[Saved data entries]
----

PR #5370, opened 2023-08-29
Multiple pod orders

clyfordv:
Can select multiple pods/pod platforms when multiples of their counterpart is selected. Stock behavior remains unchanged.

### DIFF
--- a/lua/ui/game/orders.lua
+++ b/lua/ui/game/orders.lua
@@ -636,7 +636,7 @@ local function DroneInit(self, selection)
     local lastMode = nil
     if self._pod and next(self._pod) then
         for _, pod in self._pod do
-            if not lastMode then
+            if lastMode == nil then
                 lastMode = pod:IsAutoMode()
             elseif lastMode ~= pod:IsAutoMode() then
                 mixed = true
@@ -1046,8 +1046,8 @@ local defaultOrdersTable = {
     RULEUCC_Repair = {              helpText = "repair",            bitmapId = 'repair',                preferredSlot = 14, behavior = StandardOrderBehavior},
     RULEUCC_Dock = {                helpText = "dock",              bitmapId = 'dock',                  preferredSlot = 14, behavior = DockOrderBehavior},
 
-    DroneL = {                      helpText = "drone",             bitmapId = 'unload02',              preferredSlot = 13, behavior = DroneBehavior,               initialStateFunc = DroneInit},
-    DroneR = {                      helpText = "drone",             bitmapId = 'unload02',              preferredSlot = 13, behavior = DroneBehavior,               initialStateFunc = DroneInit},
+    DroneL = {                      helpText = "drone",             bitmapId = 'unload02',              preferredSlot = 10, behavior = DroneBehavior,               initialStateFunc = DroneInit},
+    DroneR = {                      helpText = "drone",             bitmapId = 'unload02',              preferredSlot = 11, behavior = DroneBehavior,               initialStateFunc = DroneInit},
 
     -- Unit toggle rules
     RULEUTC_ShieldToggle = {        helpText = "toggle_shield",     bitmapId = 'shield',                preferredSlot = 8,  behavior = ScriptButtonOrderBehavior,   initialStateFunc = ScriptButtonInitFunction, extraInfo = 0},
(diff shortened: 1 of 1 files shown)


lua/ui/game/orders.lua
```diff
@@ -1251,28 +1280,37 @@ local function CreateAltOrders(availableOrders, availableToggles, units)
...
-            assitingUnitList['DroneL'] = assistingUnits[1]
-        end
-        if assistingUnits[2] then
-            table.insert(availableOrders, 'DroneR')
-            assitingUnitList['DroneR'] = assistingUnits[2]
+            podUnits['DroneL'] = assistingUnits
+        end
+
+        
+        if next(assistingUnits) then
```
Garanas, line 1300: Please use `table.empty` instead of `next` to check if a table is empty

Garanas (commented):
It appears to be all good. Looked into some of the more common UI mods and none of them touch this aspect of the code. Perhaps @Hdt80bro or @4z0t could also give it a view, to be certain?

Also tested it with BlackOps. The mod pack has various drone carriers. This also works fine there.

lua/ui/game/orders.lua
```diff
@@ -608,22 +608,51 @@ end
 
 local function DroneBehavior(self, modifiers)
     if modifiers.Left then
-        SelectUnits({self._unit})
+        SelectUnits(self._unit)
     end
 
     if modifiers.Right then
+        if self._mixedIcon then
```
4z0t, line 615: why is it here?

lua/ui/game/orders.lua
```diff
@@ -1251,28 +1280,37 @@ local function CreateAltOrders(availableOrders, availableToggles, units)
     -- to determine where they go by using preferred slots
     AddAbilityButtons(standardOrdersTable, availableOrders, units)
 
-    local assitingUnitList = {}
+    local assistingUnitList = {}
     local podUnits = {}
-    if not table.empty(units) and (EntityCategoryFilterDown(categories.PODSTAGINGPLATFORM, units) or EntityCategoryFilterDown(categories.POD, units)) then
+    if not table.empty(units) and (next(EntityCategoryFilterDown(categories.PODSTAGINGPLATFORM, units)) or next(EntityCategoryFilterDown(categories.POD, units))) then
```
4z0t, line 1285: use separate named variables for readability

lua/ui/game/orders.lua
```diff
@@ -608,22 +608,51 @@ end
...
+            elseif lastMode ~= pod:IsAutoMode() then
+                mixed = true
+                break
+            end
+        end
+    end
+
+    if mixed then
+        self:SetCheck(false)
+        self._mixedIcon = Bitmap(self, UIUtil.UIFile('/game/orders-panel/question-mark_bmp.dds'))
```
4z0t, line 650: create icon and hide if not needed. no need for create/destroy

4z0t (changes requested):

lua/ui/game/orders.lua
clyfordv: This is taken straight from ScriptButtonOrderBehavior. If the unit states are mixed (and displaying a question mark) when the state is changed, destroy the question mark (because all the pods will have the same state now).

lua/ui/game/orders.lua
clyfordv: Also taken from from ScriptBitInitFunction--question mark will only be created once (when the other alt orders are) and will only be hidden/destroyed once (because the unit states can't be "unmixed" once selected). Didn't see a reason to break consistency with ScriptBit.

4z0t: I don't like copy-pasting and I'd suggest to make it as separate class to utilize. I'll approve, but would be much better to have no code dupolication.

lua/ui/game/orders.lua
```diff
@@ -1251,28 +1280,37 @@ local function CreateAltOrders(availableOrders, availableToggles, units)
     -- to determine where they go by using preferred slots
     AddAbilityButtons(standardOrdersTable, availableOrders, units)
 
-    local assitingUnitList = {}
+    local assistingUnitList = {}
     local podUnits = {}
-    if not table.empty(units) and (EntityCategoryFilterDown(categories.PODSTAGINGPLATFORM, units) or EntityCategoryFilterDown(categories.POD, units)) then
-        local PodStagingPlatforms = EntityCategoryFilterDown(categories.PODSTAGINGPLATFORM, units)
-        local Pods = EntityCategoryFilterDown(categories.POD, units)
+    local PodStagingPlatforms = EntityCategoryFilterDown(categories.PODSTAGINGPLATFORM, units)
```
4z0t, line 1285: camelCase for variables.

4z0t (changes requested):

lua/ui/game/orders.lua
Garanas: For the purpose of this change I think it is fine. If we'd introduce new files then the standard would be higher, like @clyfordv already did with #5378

----

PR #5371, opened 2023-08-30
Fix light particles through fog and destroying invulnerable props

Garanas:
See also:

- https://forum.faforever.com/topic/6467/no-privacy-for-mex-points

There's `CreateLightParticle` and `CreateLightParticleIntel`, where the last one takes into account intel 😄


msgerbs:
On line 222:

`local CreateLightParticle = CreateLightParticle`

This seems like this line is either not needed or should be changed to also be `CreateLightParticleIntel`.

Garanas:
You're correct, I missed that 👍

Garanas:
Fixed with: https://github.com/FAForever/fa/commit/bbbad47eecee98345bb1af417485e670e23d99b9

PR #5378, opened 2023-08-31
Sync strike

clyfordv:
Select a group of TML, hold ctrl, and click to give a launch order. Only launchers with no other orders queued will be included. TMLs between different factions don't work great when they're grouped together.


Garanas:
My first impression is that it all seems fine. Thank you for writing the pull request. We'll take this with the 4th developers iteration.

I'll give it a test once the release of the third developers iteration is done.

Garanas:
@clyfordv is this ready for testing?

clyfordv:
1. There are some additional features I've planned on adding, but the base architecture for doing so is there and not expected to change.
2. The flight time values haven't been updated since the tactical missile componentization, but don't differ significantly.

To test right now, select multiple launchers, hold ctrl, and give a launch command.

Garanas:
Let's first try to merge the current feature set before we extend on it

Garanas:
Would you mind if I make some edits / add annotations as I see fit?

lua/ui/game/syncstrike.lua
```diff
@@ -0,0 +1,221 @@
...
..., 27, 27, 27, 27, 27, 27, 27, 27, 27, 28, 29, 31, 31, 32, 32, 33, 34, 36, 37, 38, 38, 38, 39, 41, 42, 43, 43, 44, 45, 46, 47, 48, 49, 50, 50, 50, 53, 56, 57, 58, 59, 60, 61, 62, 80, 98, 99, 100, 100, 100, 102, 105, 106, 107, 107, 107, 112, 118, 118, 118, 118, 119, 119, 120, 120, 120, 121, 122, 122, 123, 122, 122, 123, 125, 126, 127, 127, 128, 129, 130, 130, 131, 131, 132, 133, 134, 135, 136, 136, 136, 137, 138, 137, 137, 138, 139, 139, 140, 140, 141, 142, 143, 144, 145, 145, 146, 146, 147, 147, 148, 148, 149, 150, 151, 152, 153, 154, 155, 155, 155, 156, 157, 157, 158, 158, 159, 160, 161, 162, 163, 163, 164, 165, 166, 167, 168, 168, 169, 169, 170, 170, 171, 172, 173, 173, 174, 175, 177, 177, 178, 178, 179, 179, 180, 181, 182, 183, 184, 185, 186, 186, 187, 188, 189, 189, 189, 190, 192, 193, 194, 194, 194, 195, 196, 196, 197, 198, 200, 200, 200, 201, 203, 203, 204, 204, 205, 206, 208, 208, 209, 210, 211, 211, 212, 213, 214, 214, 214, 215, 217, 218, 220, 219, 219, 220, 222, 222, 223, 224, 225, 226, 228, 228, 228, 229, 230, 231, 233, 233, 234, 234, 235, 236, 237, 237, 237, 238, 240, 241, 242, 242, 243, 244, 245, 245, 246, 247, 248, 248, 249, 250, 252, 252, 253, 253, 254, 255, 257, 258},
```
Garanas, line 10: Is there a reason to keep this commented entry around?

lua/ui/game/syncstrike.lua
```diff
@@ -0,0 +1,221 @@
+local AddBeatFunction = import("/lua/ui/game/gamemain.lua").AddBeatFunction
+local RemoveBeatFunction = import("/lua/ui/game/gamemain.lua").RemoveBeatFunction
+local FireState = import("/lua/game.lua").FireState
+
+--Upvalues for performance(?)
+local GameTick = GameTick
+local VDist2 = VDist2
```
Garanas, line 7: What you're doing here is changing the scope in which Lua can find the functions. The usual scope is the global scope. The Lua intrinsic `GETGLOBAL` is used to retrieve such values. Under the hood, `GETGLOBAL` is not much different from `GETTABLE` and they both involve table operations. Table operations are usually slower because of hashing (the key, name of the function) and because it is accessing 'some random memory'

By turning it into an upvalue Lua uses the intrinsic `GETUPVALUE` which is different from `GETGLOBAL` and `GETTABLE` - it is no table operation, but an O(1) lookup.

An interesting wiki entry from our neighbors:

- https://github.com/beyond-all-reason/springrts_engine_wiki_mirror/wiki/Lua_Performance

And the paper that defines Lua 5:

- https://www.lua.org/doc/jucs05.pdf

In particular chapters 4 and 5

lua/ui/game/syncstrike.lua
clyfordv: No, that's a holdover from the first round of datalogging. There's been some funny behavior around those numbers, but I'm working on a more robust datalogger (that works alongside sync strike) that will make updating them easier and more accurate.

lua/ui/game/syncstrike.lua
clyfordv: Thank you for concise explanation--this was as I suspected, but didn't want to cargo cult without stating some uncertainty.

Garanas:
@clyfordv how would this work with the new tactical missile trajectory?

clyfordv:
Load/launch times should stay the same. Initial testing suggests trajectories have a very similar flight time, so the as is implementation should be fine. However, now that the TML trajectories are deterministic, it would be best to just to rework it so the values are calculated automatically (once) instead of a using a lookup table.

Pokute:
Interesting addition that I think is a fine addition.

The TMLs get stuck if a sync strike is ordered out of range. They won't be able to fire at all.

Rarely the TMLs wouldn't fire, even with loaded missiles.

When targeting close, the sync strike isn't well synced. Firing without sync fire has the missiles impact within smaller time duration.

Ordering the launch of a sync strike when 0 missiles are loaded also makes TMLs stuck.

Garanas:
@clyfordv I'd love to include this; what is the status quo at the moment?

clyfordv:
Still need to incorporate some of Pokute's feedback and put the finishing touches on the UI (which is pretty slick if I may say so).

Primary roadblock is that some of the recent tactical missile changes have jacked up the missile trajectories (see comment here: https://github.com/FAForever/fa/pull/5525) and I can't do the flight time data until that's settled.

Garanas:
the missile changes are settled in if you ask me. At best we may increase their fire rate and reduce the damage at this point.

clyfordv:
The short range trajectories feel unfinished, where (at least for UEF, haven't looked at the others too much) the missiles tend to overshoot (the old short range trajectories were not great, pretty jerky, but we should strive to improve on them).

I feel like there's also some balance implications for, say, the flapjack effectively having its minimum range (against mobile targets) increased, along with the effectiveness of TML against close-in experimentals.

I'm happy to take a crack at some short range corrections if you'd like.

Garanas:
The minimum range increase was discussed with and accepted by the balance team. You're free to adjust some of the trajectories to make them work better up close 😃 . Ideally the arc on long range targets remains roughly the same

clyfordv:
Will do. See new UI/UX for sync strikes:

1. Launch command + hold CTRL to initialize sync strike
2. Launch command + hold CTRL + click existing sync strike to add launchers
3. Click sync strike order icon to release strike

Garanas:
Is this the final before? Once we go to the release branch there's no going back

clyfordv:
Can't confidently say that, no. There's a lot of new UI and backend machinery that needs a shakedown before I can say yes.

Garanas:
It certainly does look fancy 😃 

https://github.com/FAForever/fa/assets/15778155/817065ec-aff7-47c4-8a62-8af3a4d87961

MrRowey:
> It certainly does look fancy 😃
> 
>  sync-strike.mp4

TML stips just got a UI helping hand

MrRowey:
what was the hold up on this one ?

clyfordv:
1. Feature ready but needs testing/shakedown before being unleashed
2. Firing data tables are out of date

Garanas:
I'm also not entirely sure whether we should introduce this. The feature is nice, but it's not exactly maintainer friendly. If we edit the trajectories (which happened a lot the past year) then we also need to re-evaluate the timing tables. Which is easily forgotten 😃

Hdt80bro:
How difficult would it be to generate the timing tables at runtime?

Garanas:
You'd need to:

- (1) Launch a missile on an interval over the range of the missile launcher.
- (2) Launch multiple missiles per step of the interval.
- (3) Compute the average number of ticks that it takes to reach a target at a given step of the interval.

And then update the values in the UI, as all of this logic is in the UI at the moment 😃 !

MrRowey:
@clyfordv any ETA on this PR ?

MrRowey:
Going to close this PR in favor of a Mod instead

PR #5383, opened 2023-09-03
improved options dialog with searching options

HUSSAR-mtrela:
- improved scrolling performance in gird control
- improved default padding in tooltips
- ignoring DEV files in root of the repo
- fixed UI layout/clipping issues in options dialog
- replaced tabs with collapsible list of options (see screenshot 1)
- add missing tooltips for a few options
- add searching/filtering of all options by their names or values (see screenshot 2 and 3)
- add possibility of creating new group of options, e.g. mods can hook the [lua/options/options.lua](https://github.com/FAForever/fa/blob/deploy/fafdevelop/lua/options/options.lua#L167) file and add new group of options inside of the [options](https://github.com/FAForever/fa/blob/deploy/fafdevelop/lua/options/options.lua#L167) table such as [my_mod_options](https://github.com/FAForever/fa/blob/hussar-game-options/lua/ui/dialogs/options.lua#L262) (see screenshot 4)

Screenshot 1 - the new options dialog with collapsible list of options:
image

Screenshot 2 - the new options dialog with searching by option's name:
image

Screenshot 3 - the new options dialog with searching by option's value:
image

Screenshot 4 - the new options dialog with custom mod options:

----

*Prompt*.
Among the lines above, count those containing the word "without" and give nothing but the result.

*Problem solution*.
2